To do |
Where the records below have a line with "ticker", that line is to be copied.

(Records from a collection)
= Beginning of Section =

PR #4725, opened 2023-07-19
[Merged by Bors] - Fix misleading error

poszu:
## Motivation
Users often get confused by the log message when the nipost_challenge.bin doesn't exist. This is a normal situation, yet the log includes "errormsg".

## Changes
Don't log an error in case the file is not found.

Additionally, includes a fix for a bug discovered during testing. The code panicked when the file was too small (for example empty).

## Test Plan
- UT
- [x] manual test

### DIFF
--- a/activation/activation.go
+++ b/activation/activation.go
@@ -527,9 +527,11 @@ func (b *Builder) PublishActivationTx(ctx context.Context) error {
 
 	challenge, err := b.loadChallenge()
 	if err != nil {
+		if !errors.Is(err, os.ErrNotExist) {
+			logger.With().Error("failed to load atx challenge", log.Err(err))
+		}
 		logger.With().Info("building new atx challenge",
 			log.Stringer("current_epoch", b.currentEpoch()),
-			log.Err(err),
 		)
 		challenge, err = b.buildNIPostChallenge(ctx)
 		if err != nil {
--- a/activation/activation.go
+++ b/activation/activation.go
@@ -528,7 +528,7 @@ func (b *Builder) PublishActivationTx(ctx context.Context) error {
 	challenge, err := b.loadChallenge()
 	if err != nil {
 		if !errors.Is(err, os.ErrNotExist) {
-			logger.With().Error("failed to load atx challenge", log.Err(err))
+			logger.With().Warning("failed to load atx challenge", log.Err(err))
 		}
 		logger.With().Info("building new atx challenge",
 			log.Stringer("current_epoch", b.currentEpoch()),
--- a/activation/nipost_state_test.go
+++ b/activation/nipost_state_test.go
@@ -58,6 +58,16 @@ func TestReadCRC(t *testing.T) {
 			data:   []byte("spacemesh"),
 			crc:    []byte{0xC7, 0x11, 0x73, 0xE0, 0x53, 0xD8, 0x75, 0x0F},
 			errMsg: "wrong checksum 0xC71173E053D8750F, computed 0xC61072DF52D7740E",
+		}, {
+			name:   "file too short",
+			data:   []byte("123"),
+			crc:    []byte{},
+			errMsg: "too small",
+		}, {
+			name:   "file empty",
+			data:   []byte(""),
+			crc:    []byte{0xC6, 0x10, 0x72, 0xDF, 0x52, 0xD7, 0x74, 0x0E},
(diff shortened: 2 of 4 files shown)


dshulyak (approved):

activation/nipost_state_test.go
```diff
@@ -58,6 +58,16 @@ func TestReadCRC(t *testing.T) {
...
+			name:   "file too short",
+			data:   []byte("123"),
+			crc:    []byte{},
+			errMsg: "too small",
+		}, {
+			name:   "file empty",
+			data:   []byte(""),
+			crc:    []byte{0xC6, 0x10, 0x72, 0xDF, 0x52, 0xD7, 0x74, 0x0E},
+			errMsg: "wrong checksum 0xC61072DF52D7740E, computed 0x0",
 		},
```
fasmat, line 71: I'm confused by this test. The CRC64 of an empty file should be `0x0000000000000000` and if the file only contains those bytes it will pass reading & CRC validation

activation/activation.go
```diff
@@ -527,9 +527,11 @@ func (b *Builder) PublishActivationTx(ctx context.Context) error {
 
 	challenge, err := b.loadChallenge()
 	if err != nil {
+		if !errors.Is(err, os.ErrNotExist) {
+			logger.With().Error("failed to load atx challenge", log.Err(err))
+		}
```
fasmat: I would change it to debug logging instead of only logging it when there is no file.

If it is another error (e.g. CRC validation fails) it will log the error and start building a new challenge just like if no file was found. If it would be an error I would expect a different behaviour (e.g. stopping smeshing)

activation/nipost_state_test.go
poszu: What is confusing? It's exactly as you said. CRC of nothing is 0. The test file contains a wrong CRC and no data hence it should fail with "wrong checksum 0xC61072DF52D7740E, computed 0x0" message.

activation/activation.go
poszu: I don't understand. This branch will be entered when the file exists and it is corrupted. The change is to not log when the file simply doesn't exist.

activation/nipost_state_test.go
fasmat: but isn't this just a repetition of the "badCRC" testcase?

activation/activation.go
fasmat: OK, let me rephrase: This is not an error, the node doesn't behave differently because it couldn't load the ATX challenge (it does the same no matter if there is no file or a corrupted file). Imo the appropriate logging level is Warn or Debug, because any error doesn't change anything in the flow of the program.

poszu: For sure it must not be a `Debug`. A corrupted nipost_challenge.bin is a serious thing and the user must be made aware of it. Whether Error or Warn is better, IDK. What are the guidelines here?

activation/nipost_state_test.go
poszu: No, it's an edge case when the input is empty.

poszu:
bors merge

activation/activation.go
fasmat: > A corrupted nipost_challenge.bin is a serious thing and the user must be made aware of it.

But then just logging it and deleting / overwriting it with a new challenge is probably wrong? Maybe this is serious enough to have the node stop smeshing with an error that is logged and emitted as event.

> What are the guidelines here?

We don't have a logging strategy yet. Here are my 2 cents: anything we log as `Error` must be severe enough to cause the node to deviate from its normal behavior, `Warn` logs on the other hand are issues the user should be informed about but the node can continue to operate as normal. `Fatal` are errors the node can't deal with and has to exit (should ideally never be necessary).

activation/nipost_state_test.go
fasmat: Again back to my first comment: an empty input is not an error, it has a valid checksum. This test does not check if empty input is handled correctly (that would be "" and 0x0), it checks if a wrong checksum is detected (as does the "badCRC" testcase)

poszu:
bors merge

poszu:
flake in `TestNodesUsingDifferentPoets`, unrelated to this change. 

bors merge

poszu:
bors merge

PR #4736, opened 2023-07-21
[Merged by Bors] - p2p: enable dht based disovery

dshulyak:
this makes use of "native" libp2p discovery by enabling kad dht, peers exchange (adjusting score) and relay servers. the primary reason is to benefit from hole punching and multiple transports support (quic, webrtc).

in general peers will be obtained by one of the following methods:
- getting more peers from dht. in order for peer to be added to public dht it needs to have dialable address and advertise it to the neighbors. this is pretty much analogous to our current setup, but it also supports multiple addresses so we can enable quic in next change. as it is udp based it may work on nat/firewall devices where tcp was restricted.
- peer exchange (as a part of gossipsub) will advertise peers to other nodes as part of PRUNE message, once other node sees relayed address it will initiate holepunch.  if peer is not publicly dialable it will request relay reservation from the bootnodes. once received this reservation will be communicated to bootnode as one of the peer addresses.
- additionally we will persist peers in p2p/connected.txt every 30minutes, and try to reconnect with them on startup to decrease load on bootnodes/relays. 

configuration changes:
- `p2p-bootnode` option needs to be set explicitly on bootnodes in order to start dht in server mode, and adjust gossipsub configuration
- `p2p-reachability` can be either `public` or `private`. we have to set `public` on bootnodes, otherwise autonat might be confused by out setup, beside that it is only useful for testing.
- `p2p-holepunching` will enable relay client and holepunching. enabled by default
- `p2p-disable-legacy-discovery` disables our own discovery. it can be run in parallel, but we will have no reason to keep it if all works as expected
- `p2p-private-network` disables dht filtering by public address, it is mostly useful for testing
- `relay-server` section:
     - `enable` enable relay server, has to be enabled on bootnodes
     - `reservations` number of relay reservations, 512 by default
     -  `ttl` reservation ttl, 20 minutes  

example of the p2p config section:
```json
"p2p": {
        "listen": "/ip4/0.0.0.0/tcp/5000",
        "p2p-disable-legacy-discovery": true,
        "relay-server": {
            "enable": "true"
        },
        "p2p-reachability": "public",
        "p2p-bootnode": true,
}
```


dshulyak:
bors try

dshulyak:
bors try

dshulyak:
spacemeshos/go-spacemesh-dev:8ef576f

dshulyak:
bors try

dshulyak:
config for testing

```json
{
    "api": {
        "grpc-public-services": [],
        "grpc-private-services": []
    },
    "p2p": {
        "listen": "/ip4/0.0.0.0/tcp/5000",
        "p2p-disable-legacy-discovery": true,
        "bootnodes": [
            "/dns4/holepunch-101-bootnode-0.spacemesh.network/tcp/5000/p2p/12D3KooWQMAAL9nkgXJgTM2psJLMbWRgZLjAxJozx7dNkKYczs2V",
            "/dns4/holepunch-101-bootnode-1.spacemesh.network/tcp/5000/p2p/12D3KooWF2bhnqsnu2UjxJGZs8KCbzvd91vnud29KaG9rzTNFH78",
            "/dns4/holepunch-101-bootnode-2.spacemesh.network/tcp/5000/p2p/12D3KooWQKosE9LZraMfFPg9QRYyKwxT4ipsar37oT6wRy8WqWos",
            "/dns4/holepunch-101-bootnode-3.spacemesh.network/tcp/5000/p2p/12D3KooWKMQ5j15x2gzfXfX7uisss7uwkPnqJyoHcfyiYfHgSo3F"
        ]
    },
    "genesis": {
        "genesis-time": "2023-07-21T17:00:00.00Z",
        "genesis-extra-data": "holepunch",
        "genesis-accounts": {}
    }
}
```

dshulyak:
bors try

dshulyak:
bors try

dshulyak:
bors try

p2p/dhtdiscovery/discovery.go
```diff
@@ -0,0 +1,235 @@
...
+				}
+			},
+		}
+		d.h.Network().Notify(notifiee)
+		ticker := time.NewTicker(d.period)
+		for {
+			select {
+			case <-ticker.C:
+			case <-disconnected:
+			case <-d.ctx.Done():
```
countvonzero, line 147: a little bit clearer to put this case as the first one.

p2p/upgrade.go
```diff
@@ -94,27 +87,55 @@ func Upgrade(h host.Host, opts ...Opt) (*Host, error) {
...
+		discovery.WithBootnodes(bootnodes),
+		discovery.WithLogger(fh.logger.Zap()),
 	}
+	if cfg.Bootnode {
+		dopts = append(dopts, discovery.Server())
+	}
+	if cfg.PrivateNetwork {
+		dopts = append(dopts, discovery.Private())
+	}
+	if !cfg.Bootnode {
```
countvonzero: combine with line 120

countvonzero (approved):
general question. when you enable legacy with dht, how do you differentiate the peers discovered via each mechanism?

dshulyak:
> general question. when you enable legacy with dht, how do you differentiate the peers discovered via each mechanism?

there is no differentiation, if two discoveries run in parallel each will use its own protocol (new - kad dht, old - peerexchange). if some of the peers don't talk one of the protocols then that discovery will skip that peer

dshulyak:
bors merge

dshulyak:
bors cancel

dshulyak:
bors merge

dshulyak:
bors cancel

dshulyak:
bors merge

dshulyak:
bors merge

countvonzero:
bors merge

= End of Section =

Task answer |
+		ticker := time.NewTicker(d.period)
+			case <-ticker.C:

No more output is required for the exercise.